## Activity
What follows is a set of records; give them all back exactly.

>>

PR #1089, opened 2020-09-14
GCW-3281 Add Charity Position

bharat619:
### Ticket Link: 
https://jira.crossroads.org.hk/browse/GCW-3281

### What does this PR do?
Add minor API support and validations for adding charity positions


app/controllers/api/v1/organisations_users_controller.rb
```diff
@@ -47,6 +48,10 @@ def show
         render json: @organisations_user, serializer: serializer
       end
 
+      def user_status
+        render json: { status: OrganisationsUser.all_status }, status: 200
+      end
+
```
patrixr, line 54: Isn't it a bit overkill to create an endpoint just for a few strings ? Maybe using a `goodcity_setting` record is more appropriate ?

You could use an initializer to create it perhaps ?

app/models/organisations_user.rb
```diff
@@ -1,19 +1,37 @@
+# frozen_string_literal: true
+
 class OrganisationsUser < ActiveRecord::Base
   module Status
-    PENDING   = 'pending'.freeze
-    APPROVED  = 'approved'.freeze
-    EXPIRED   = 'expired'.freeze
-    DENIED    = 'denied'.freeze
```
patrixr, line 6: Any reason for removing the `freeze` ?

patrixr (commented):
PR looks pretty clean, I'm not so sure about the best way to share that status list with the frontend.

Typically we would store that list in a constants file in the app, although I can't find a good argument against fetching it from the backend.

app/controllers/api/v1/organisations_users_controller.rb
patrixr: I'm just thinking out loud. Any thoughts @steveyken  ?

app/models/organisations_user.rb
bharat619: I have added a magic comment at top `# frozen_string_literal: true` 
this handles the `.freeze` of strings : )

patrixr (approved):

shreyas098 (approved):

PR #1091, opened 2020-09-15
Hasura login + API V2 Setup

patrixr:
# API v2 Setup

- Creates the `v2` namespace
- Create `Api::v2::AuthenticationController`
  * note: Moved a lot of logic into a new `AuthenticationService`
  * new pin_jwt strategy, which returns a jwt containing the otp_auth_token
- Refactor of `models/ability.rb` into
  * `controllers/ability.rb` (base)
  * `controllers/v1/ability.rb` (v1 implementation)
  * `controllers/v2/ability.rb` (v2 implementation)
- New jsonapi serializers for users, roles, user_roles

### Default behaviour

The new serializers, by **default**, include:
- The attributes
- The relationship IDs

### Custom options

Serializers support configuration objects to customize what should and should not be included. e.g

```ruby
Api::V2::UserSerializer.new(user, { include: ["roles"], fields: { user: [:first_name, :roles], role: [:level]} })
```

Explanation of the above:
- The `user: [:first_name, :roles]` part means we want to include the `first_name` and ids of the `roles`
- The `include: ["roles"]` part means that we want to include the role relationship body
- The `role: [:level]` part means we only want the `level` field of role records

#### Query param option

The base `ApiController` contains a helper method used to parse an `?include=` param, allowing to generate the config object as seen above.

e.g

```ruby
# users_controller.rb
serializer_options(:user) # => will parse the params and return an object
```

On the query side, the following syntaxes are available:

- `/users?include=*`
  * Will include every attribute of the user records
- `/users?include=first_name,last_name`
  * Will only include the `first_name` and `last_name` attributes in the response
- `/users?include=first_name,roles`
  * Will only include the `first_name` attribute and the `roles` **ID**
- `/users?include=first_name,roles.name,roles.level`
  * Will only include the `first_name` attribute of the user and the roles' `level` and `name` attributes
- `/users?include=first_name,roles.{name,level}`
  * Will only include the `first_name` attribute of the user and the roles' `level` and `name` attributes
- `/users?include=first_name,roles.*`
  * Will only include the `first_name` attribute of the user and all the attributes of the roles

## Role impersonation

On the API V2, every request is processed as **a single role!**. By setting the `"X-GOODCITY-ROLE"` header of the request, we can access the api **as** a certain role. 

If no role is specified, the most powerful role is defaulted to.

Passing "user" will allow to behave as a no-role basic user

# Hasura Login

As an authenticated user, I can now call `/api/v2/auth/hasura` to get a JWT token which can be used against the Hasura GraphQL server


app/models/role.rb
```diff
@@ -19,4 +19,8 @@ class Role < ActiveRecord::Base
   def grant(user)
     user.roles << self unless user.roles.include?(self)
   end
+
+  def snake_name
+    name.downcase.strip.gsub(/\s+/, '_')
```
steveyken, line 24: `"String Text".parameterize.underscore` is also an option from ActiveSupport

app/services/hasura_service.rb
```diff
@@ -0,0 +1,43 @@
+class HasuraService
```
steveyken, line 1: Would a better name be `HasuraJwtService`?
Thinking in case we have other future needs for Hasura type things... hopefully not!

patrixr: I was thinking those other things can also go into that service, basically everything related to Hasura goes here 🤔

lib/warden/strategies/pin_strategy.rb
```diff
@@ -4,23 +4,37 @@ module Warden
...
+        request_params[:pin_for]&.to_sym || :mobile
+      end
+
+      def authenticate!        
+        auth_token = lookup_auth_token
         return success!(auth_token.user) if valid_app_store_credentials?(auth_token)
         user = auth_token.try(:user)
-        has_valid_otp_code?(auth_token) && valid_user(user) ? success!(user) : fail
+        return fail unless has_valid_otp_code?(auth_token) && valid_user(user)
+        user.set_verified_flag(pin_method) if pin_method.present?
```
steveyken, line 23: don't we want to get the `pin_method` from the JWT token?

patrixr: @steveyken That's the V1 implementation, look at `pin_jwt_strategy.rb`

patrixr: I inherited this one, and made some changes

abulsayyad123 (approved):

app/models/role.rb
```diff
@@ -6,8 +6,7 @@ class Role < ActiveRecord::Base
   has_many :user_roles
   has_many :users, through: :user_roles
 
-  has_many :active_user_roles, -> { where("expiry_date IS NULL OR expiry_date >= ?", Time.now.in_time_zone) },
-            class_name: "UserRole"
+  has_many :active_user_roles, -> { where("expiry_date IS NULL OR expiry_date >= ?", Time.now.in_time_zone) }, class_name: "UserRole"
```
bharat619, line 9:
```suggestion
  has_many :active_user_roles, -> { where("expiry_date IS NULL OR expiry_date >= ?", Time.current) }, class_name: "UserRole"
```

The difference of `.current` and `.now` is `.now` use the server's timezone, while .current use what the Rails environment is set to. If it's not set, then .current will be same as .now

app/models/token.rb
```diff
@@ -10,39 +10,81 @@ class Token
 
   validate :token_validation
 
+  attr_reader :jwt_config
+
+  GC_METADATA_NAMESPACE = "https://goodcity.hk/jwt/metadata"
+
+  module Types
+    API = "api".freeze      # An 'api' token is used as a mean of resolving the current user when connecting to the REST API
```
bharat619, line 18: You can remove the `.freeze` from all string literals
and add magik comment at top level
`#frozen_string_literal: true`

app/controllers/ability.rb
```diff
@@ -0,0 +1,52 @@
+class Ability
```
bharat619, line 1: Just a curious question
Why are we moving abilities from model to a controller?

bharat619 (commented):
Nice. Few minor observation and one question

steveyken (approved):

app/models/role.rb
patrixr: I haven't changed anything on this line

app/controllers/ability.rb
patrixr: Because we need an ability file _per api version_

Models are not versioned, so it wouldn't work

app/models/token.rb
patrixr: Having code functionalities in comments is a ticking time bomb imo... no clue why this was added in ruby 🤔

<<

## Expected output
PR #1089, opened 2020-09-14
GCW-3281 Add Charity Position

bharat619:
### Ticket Link: 
https://jira.crossroads.org.hk/browse/GCW-3281

### What does this PR do?
Add minor API support and validations for adding charity positions


app/controllers/api/v1/organisations_users_controller.rb
```diff
@@ -47,6 +48,10 @@ def show
         render json: @organisations_user, serializer: serializer
       end
 
+      def user_status
+        render json: { status: OrganisationsUser.all_status }, status: 200
+      end
+
```
patrixr, line 54: Isn't it a bit overkill to create an endpoint just for a few strings ? Maybe using a `goodcity_setting` record is more appropriate ?

You could use an initializer to create it perhaps ?

app/models/organisations_user.rb
```diff
@@ -1,19 +1,37 @@
+# frozen_string_literal: true
+
 class OrganisationsUser < ActiveRecord::Base
   module Status
-    PENDING   = 'pending'.freeze
-    APPROVED  = 'approved'.freeze
-    EXPIRED   = 'expired'.freeze
-    DENIED    = 'denied'.freeze
```
patrixr, line 6: Any reason for removing the `freeze` ?

patrixr (commented):
PR looks pretty clean, I'm not so sure about the best way to share that status list with the frontend.

Typically we would store that list in a constants file in the app, although I can't find a good argument against fetching it from the backend.

app/controllers/api/v1/organisations_users_controller.rb
patrixr: I'm just thinking out loud. Any thoughts @steveyken  ?

app/models/organisations_user.rb
bharat619: I have added a magic comment at top `# frozen_string_literal: true` 
this handles the `.freeze` of strings : )

patrixr (approved):

shreyas098 (approved):

PR #1091, opened 2020-09-15
Hasura login + API V2 Setup

patrixr:
# API v2 Setup

- Creates the `v2` namespace
- Create `Api::v2::AuthenticationController`
  * note: Moved a lot of logic into a new `AuthenticationService`
  * new pin_jwt strategy, which returns a jwt containing the otp_auth_token
- Refactor of `models/ability.rb` into
  * `controllers/ability.rb` (base)
  * `controllers/v1/ability.rb` (v1 implementation)
  * `controllers/v2/ability.rb` (v2 implementation)
- New jsonapi serializers for users, roles, user_roles

### Default behaviour

The new serializers, by **default**, include:
- The attributes
- The relationship IDs

### Custom options

Serializers support configuration objects to customize what should and should not be included. e.g

```ruby
Api::V2::UserSerializer.new(user, { include: ["roles"], fields: { user: [:first_name, :roles], role: [:level]} })
```

Explanation of the above:
- The `user: [:first_name, :roles]` part means we want to include the `first_name` and ids of the `roles`
- The `include: ["roles"]` part means that we want to include the role relationship body
- The `role: [:level]` part means we only want the `level` field of role records

#### Query param option

The base `ApiController` contains a helper method used to parse an `?include=` param, allowing to generate the config object as seen above.

e.g

```ruby
# users_controller.rb
serializer_options(:user) # => will parse the params and return an object
```

On the query side, the following syntaxes are available:

- `/users?include=*`
  * Will include every attribute of the user records
- `/users?include=first_name,last_name`
  * Will only include the `first_name` and `last_name` attributes in the response
- `/users?include=first_name,roles`
  * Will only include the `first_name` attribute and the `roles` **ID**
- `/users?include=first_name,roles.name,roles.level`
  * Will only include the `first_name` attribute of the user and the roles' `level` and `name` attributes
- `/users?include=first_name,roles.{name,level}`
  * Will only include the `first_name` attribute of the user and the roles' `level` and `name` attributes
- `/users?include=first_name,roles.*`
  * Will only include the `first_name` attribute of the user and all the attributes of the roles

## Role impersonation

On the API V2, every request is processed as **a single role!**. By setting the `"X-GOODCITY-ROLE"` header of the request, we can access the api **as** a certain role. 

If no role is specified, the most powerful role is defaulted to.

Passing "user" will allow to behave as a no-role basic user

# Hasura Login

As an authenticated user, I can now call `/api/v2/auth/hasura` to get a JWT token which can be used against the Hasura GraphQL server


app/models/role.rb
```diff
@@ -19,4 +19,8 @@ class Role < ActiveRecord::Base
   def grant(user)
     user.roles << self unless user.roles.include?(self)
   end
+
+  def snake_name
+    name.downcase.strip.gsub(/\s+/, '_')
```
steveyken, line 24: `"String Text".parameterize.underscore` is also an option from ActiveSupport

app/services/hasura_service.rb
```diff
@@ -0,0 +1,43 @@
+class HasuraService
```
steveyken, line 1: Would a better name be `HasuraJwtService`?
Thinking in case we have other future needs for Hasura type things... hopefully not!

patrixr: I was thinking those other things can also go into that service, basically everything related to Hasura goes here 🤔

lib/warden/strategies/pin_strategy.rb
```diff
@@ -4,23 +4,37 @@ module Warden
...
+        request_params[:pin_for]&.to_sym || :mobile
+      end
+
+      def authenticate!        
+        auth_token = lookup_auth_token
         return success!(auth_token.user) if valid_app_store_credentials?(auth_token)
         user = auth_token.try(:user)
-        has_valid_otp_code?(auth_token) && valid_user(user) ? success!(user) : fail
+        return fail unless has_valid_otp_code?(auth_token) && valid_user(user)
+        user.set_verified_flag(pin_method) if pin_method.present?
```
steveyken, line 23: don't we want to get the `pin_method` from the JWT token?

patrixr: @steveyken That's the V1 implementation, look at `pin_jwt_strategy.rb`

patrixr: I inherited this one, and made some changes

abulsayyad123 (approved):

app/models/role.rb
```diff
@@ -6,8 +6,7 @@ class Role < ActiveRecord::Base
   has_many :user_roles
   has_many :users, through: :user_roles
 
-  has_many :active_user_roles, -> { where("expiry_date IS NULL OR expiry_date >= ?", Time.now.in_time_zone) },
-            class_name: "UserRole"
+  has_many :active_user_roles, -> { where("expiry_date IS NULL OR expiry_date >= ?", Time.now.in_time_zone) }, class_name: "UserRole"
```
bharat619, line 9:
```suggestion
  has_many :active_user_roles, -> { where("expiry_date IS NULL OR expiry_date >= ?", Time.current) }, class_name: "UserRole"
```

The difference of `.current` and `.now` is `.now` use the server's timezone, while .current use what the Rails environment is set to. If it's not set, then .current will be same as .now

app/models/token.rb
```diff
@@ -10,39 +10,81 @@ class Token
 
   validate :token_validation
 
+  attr_reader :jwt_config
+
+  GC_METADATA_NAMESPACE = "https://goodcity.hk/jwt/metadata"
+
+  module Types
+    API = "api".freeze      # An 'api' token is used as a mean of resolving the current user when connecting to the REST API
```
bharat619, line 18: You can remove the `.freeze` from all string literals
and add magik comment at top level
`#frozen_string_literal: true`

app/controllers/ability.rb
```diff
@@ -0,0 +1,52 @@
+class Ability
```
bharat619, line 1: Just a curious question
Why are we moving abilities from model to a controller?

bharat619 (commented):
Nice. Few minor observation and one question

steveyken (approved):

app/models/role.rb
patrixr: I haven't changed anything on this line

app/controllers/ability.rb
patrixr: Because we need an ability file _per api version_

Models are not versioned, so it wouldn't work

app/models/token.rb
patrixr: Having code functionalities in comments is a ticking time bomb imo... no clue why this was added in ruby 🤔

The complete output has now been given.